After WWII the FDP stood on the extreme right of the German political party spectrum and campaigned for the votes of former Nazis and Nazi officials using national slogans. It only developed a more socially liberal stance after striking an alliance with the SPD in 1969 and helping Willy Brandt become chancellor. Brandt was required at that time to bring student unrest and militant labor disputes under control and open up new markets in the east for the German economy through his Ostpolitik. In 1982, the FDP changed sides again and helped Helmut Kohl (CDU) take power via a vote of no confidence.

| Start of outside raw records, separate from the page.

PR #930, opened 2023-07-24
Rename Open Tasks to Pending Tasks

fm3:
### Description:
- Open Tasks are now named Pending Tasks
- Refreshes the client with new version of openapi-python-client lib
- Note that that new version required a newer version of httpx, which has a breaking change (follow_redirects was renamed and now defaults to false)

### Issues:
- contributes to https://github.com/scalableminds/webknossos/issues/7218

### Todos:
 - [x] Updated Changelog
 - [x] Added / Updated Tests


philippotto (approved):
lgtm :+1:

webknossos/webknossos/administration/task.py
```diff
@@ -28,7 +28,7 @@
 
 @attr.frozen
 class TaskStatus:
-    open_instance_count: int
+    pending_instance_count: int
     active_instance_count: int
     finished_instance_count: int
```
normanrz, line 33:
```suggestion
    pending_instance_count: int
    active_instance_count: int
    finished_instance_count: int
    
    @property
    def open_instance_count(self) -> int:
        warn_deprecated("open_instance_count", "pending_instance_count")
        return self.pending_instance_count
```

PR #932, opened 2023-07-31
update zarrita, relaxes numpy requirement

normanrz:
- Updates zarrita, relaxes numpy requirement


webknossos/webknossos/dataset/_array.py
```diff
@@ -504,26 +505,30 @@ def info(self) -> ArrayInfo:
...
         zarray = self._zarray
         if isinstance(zarray, Array):
-            if len(zarray.codecs) == 1 and isinstance(zarray.codecs[0], ShardingCodec):
-                sharding_codec = zarray.codecs[0]
+            if len(zarray.codec_pipeline.codecs) == 1 and isinstance(
+                zarray.codec_pipeline.codecs[0], ShardingCodec
+            ):
+                sharding_codec = zarray.codec_pipeline.codecs[0]
+                shard_shape = zarray.metadata.chunk_grid.configuration.chunk_shape
+                chunk_shape = zarray.metadata.chunk_grid.configuration.chunk_shape
```
markbader, line 513: `shard_shape` and `chunk_shape` are both initialized with the same value.

webknossos/webknossos/dataset/dataset.py
```diff
@@ -1173,6 +1174,10 @@ def add_layer_from_images(
                     chunk_shape = DEFAULT_CHUNK_SHAPE.with_z(1)
                 if chunks_per_shard is None:
                     chunks_per_shard = DEFAULT_CHUNKS_PER_SHARD_ZARR.with_z(1)
+
+            if chunks_per_shard is None and layer.data_format == DataFormat.Zarr3:
+                chunks_per_shard = DEFAULT_CHUNKS_PER_SHARD_FROM_IMAGES
+
```
markbader, line 1180: In my opinion, this should happen in `Layer.add_mag` method because the default values for `chunks_per_shard` for wkw and Zarr are set there.

webknossos/tests/dataset/test_dataset.py
```diff
@@ -867,6 +867,7 @@ def test_chunking_wk(data_format: DataFormat, output_path: Path) -> None:
     ds_path = prepare_dataset_path(data_format, output_path)
     ds = Dataset(ds_path, voxel_size=(2, 2, 1))
     chunk_shape, chunks_per_shard = default_chunk_config(data_format, 8)
+    shard_shape = chunk_shape * chunks_per_shard
```
markbader, line 870: I think the naming of `shard_shape` and `chunk_shape` is confusing. Why is the `chunk_shape` for initializing the mag different from the `chunk_shape` for iterating over the mag?

markbader (commented):
Looks already good to me. I think it would be nice to have more consistent use of `chunk_shape` and `shard_shape`.

webknossos/webknossos/dataset/_array.py
normanrz: good catch!

webknossos/webknossos/dataset/dataset.py
normanrz: This is a new constant specifically for datasets that are converted from image sequences. I think it should be set in `from_images`. Do you agree?

webknossos/tests/dataset/test_dataset.py
normanrz: Yes, that is a bit unfortunate. shard and chunk are the terms of the Zarr storage, but chunk is also used for the iterator functions. Do you have an idea how to resolve that?

webknossos/webknossos/dataset/dataset.py
markbader: Yes, I agree then. What is the reason for using (128,128,1) as `chunks_per_shard` for `from_images` and (32,32,32) for other Zarr3 datasets?

normanrz: To efficiently write Zarr data, shards need to be written in one go. `from_images` typically is used with image sequences where we convert in batches of 32 (our chunk shape). The default shard shape of 1024 \** 3 would, therefore, not be efficient. I came up with 128,128,1 because that 16k chunks in one shard, which is similar to the 32k chunk in our default shards.

markbader (approved):
Looks good to me. Regarding the naming issue with `chunk_shape` and `shard_shape` I don't have a better idea for the variable names.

Although the party polled well under ten percent in most elections, the FDP exerted disproportionate influence in its role as favoured coalition partner of both the conservative Union (Christian Democratic Union and Christian Social Union) and the SPD. Between 1949 to 1998 the FDP was involved in all coalition governments, apart from two breaks, and controlled key ministries such as foreign affairs, and the interior and economics ministries. Between 2009 to 2013 it formed another coalition with the Union led by Angela Merkel. During this period the FDP was voted out of most state parliaments and finally out of the Bundestag due to its arrogant, right-wing politics.

Following the federal election in autumn 2017, the FDP held talks on a possible coalition with both the Union and the Greens, but the talks broke down after several weeks. The CDU/CSU concluded that the highly unpopular policies of social cuts, militarism and rearmament, which all of the parties agreed to in principle, could best be implemented in the short term by a continuation of the grand coalition with the SPD.

Since then the grand coalition has moved official policy far to the right. The extreme right-wing AfD is the official opposition party, heads important parliamentary committees and sets the line for government policy. The government has fully adopted the refugee policy of the AfD. Hardly a week goes by without the adoption of new police and surveillance laws. Military rearmament is progressing in leaps and bounds. Large sections of the population work in low-paid jobs and receive wages below the poverty line.

Meanwhile, the grand coalition is in deep crisis and is despised for its right-wing policies. For the past weeks the CDU, CSU and SPD combined have failed to win sufficient support for a majority. The SPD is polling below 20 percent and millions have participated in strikes for better wages and working conditions. There have also been large-scale protests against high rents, pollution and internet censorship. At the same time, international tensions are growing and there is a threat of recession.

Under these circumstances, the FDP is offering its service as a party of government in order to forge ahead with the reactionary offensive of the ruling class and suppress all opposition should the grand coalition collapse.